Stan #6, and not #7 😦 😦 😦 😦

Let’s talk a minute about what I didn’t do: I did not sneak over the southern border of Uzbekistan into Afghanistan. You might think, well duh who would do that? ME, I would, and I planned to, like really made plans to. I did quite a bit of research on it: and really I could have done it and been just fine. From Termez, in southern Uzbek, you can cross the border into Mazari Sharif in Afghanistan. It’s a fully government controlled area, ISIS and other rebel groups don’t occupy any area around for a while (I mean sure they still exist there and there’s been an issue or two here and there but nothing that doesn’t happen right in our own towns and communities). I found out I didn’t even need to sneak! I actually needed a visa, and could get a tourist visa from the Afghan embassy in Tashkent (capital of Uzbekistan). However, I’d need two days, $150 USD, plus another $150 USD to add another entry to my Uzbek visa, plus a $350 two-day trip with a guide once I got into Afghanistan. So the reason I didn’t go to Afghanistan isn’t really because of any safety concern, it was purely financial (annnnnd I chose to stay in India longer, remember <3). So #parentsworstnightmare story continues with me, but really I thought of you Mom and Dad and knew it’s not a milestone you’d be proud of, there is a large concern with safety there right now and I really don’t want to put myself at risk that way. So I’m confident, someday, maybe when I’m 70, they’ll be world peace, or at least peace in Afghanistan, and I’ll fly there, without any flight anxiety, and complete my goal from my 30th birthday: ALL 7 STANS! For now, I’m content with my 6, what I’ve learned and experienced is beyond what I ever thought possible. More to come on this topic, it’s taking me a while to write about all these places!

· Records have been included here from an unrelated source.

PR #1101, opened 2023-08-22
Fix isWalletAddressInPurpleList webservice to just return addresses of verified active projects, and not case-sensitive

mohammadranjbarz:
related to https://github.com/Giveth/giveth-dapps-v2/issues/2861#issuecomment-1682321196


CarlosQ96 (approved):
LGTM!

Issue #1103, opened 2023-08-22
Cache qf related queries result


aminlatifi:
getQfRoundTotalProjectsDonationsSum and probably getProjectDonationsSqrtRootSum query result can be cached, later shorter. I noticed they are not cached and are executed on each API call.

maryjaf:
Thanks @mohammadranjbarz I checked and there hasn't been any problem related to matching fund, estimated matching and ...

PR #1122, opened 2023-09-06
Add cache to qfRound estimated matching queries

mohammadranjbarz:
related to #1103

@CarlosQ96  We needed to to change our query from raw SQL query to typeorm one to can use cache feature


CarlosQ96 (approved):
Thanks Mohammed LGTM

Just removed unused code, can merge

mohammadranjbarz:
Thanks @CarlosQ96 
I need to explain this to @maryjaf  and she should create some qfRounds before merging this, so after we prepared for testing that, I'll merge it

PR #1137, opened 2023-09-29
Add qfFilter with estimatedMatchingView

CarlosQ96:
Related to https://github.com/Giveth/giveth-dapps-v2/issues/2942


CarlosQ96:
@mohammadranjbarz ready for review

Its a filtered sort, per talking with @laurenluz

mohammadranjbarz (approved):
Thanks @CarlosQ96 LGTM
but I dont know with changing the **ProjectEstimatedMAtchingView.ts** file don't you need to write a migration to change the view in DB?
if we need it please add migration otherwise feel free to merge it

CarlosQ96:
@mohammadranjbarz they were mostly annotations that were missing, it should be safe to merge as we don't synchronize the entities.
Thanks!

**Dear Mom, you should also really thank @alexandra_powers_kraft: she’s a big reason I didn’t go through with the trip! She left me a voice message along the lines of: oh sweetie, I love your adventure but you do not need to go to Afghanistan, really there’s no need for that!

Uzbek Highlights: I’m not really sure if this blog will turn into a travel advice blog, it’s definitely not yet, but as I go, experience, and write, I think about what advice and experience I have to give to future travelers. So I’m going to start playing around with trip highlights, reviews, recommendations and see where it takes me:

A week in Uzbekistan (my first attempt at travel blogging: feedback wanted!)


Hostel: Topchan Hostel
$10/night, clean, hipster, little place
Very close to the airport, don’t pay more than $10 for taxi from the airport, aim to pay $5
I walked to the train station, about 30 minute walk
Thanks Adam Murray for the recommendation! They will send you a Letter of Invitation for your visa (although you don’t actually need one they told me at the consulate, but maybe it helped it get processed faster…?)
Tashkent: I didn’t see the city much at all. I opted for Bukhara and Samarkand instead (I was planning on having a few days here, but chose India instead 😉 😉


HOW DOES THIS PLACE EXIST AND I DIDN’T KNOW?! It’s stunning, small, so charming.
Hostel: Mohinur: 10 stars, highly recommend, love the owner Aki, it feels like a home and has a nice local flare to it. Aki’s family is really welcoming, one evening I came home from exploring and sat on the couch and played with his kids and chatted with his wife and mother.
Walking distance to everything (although I think anywhere in Bukhara is within walking distance) – but really close to the main trade domes and town center


Hostel: Sim Sim
$9 / night
Ehhhhhh sure it was cheap and it was clean, friendly staff, but I didn’t love this hostel. Maybe I was just spoiled in Bukhara with Aki’s place, but I found Sim Sim to not have much character, really outside of the city center, and overall just average
Luckily I love walking everywhere: so I walked alllllll over town and didn’t have to spend too much on transport
IT RAINED! And it was freezing! I had a really fun morning while it rained, I went to a care near the bazaar and sat outside on the patio, sipped some chai, read my book, and  totally chilled out.

Luckily it  cleared up, and I got to see all the sights in the beatiful sunshine!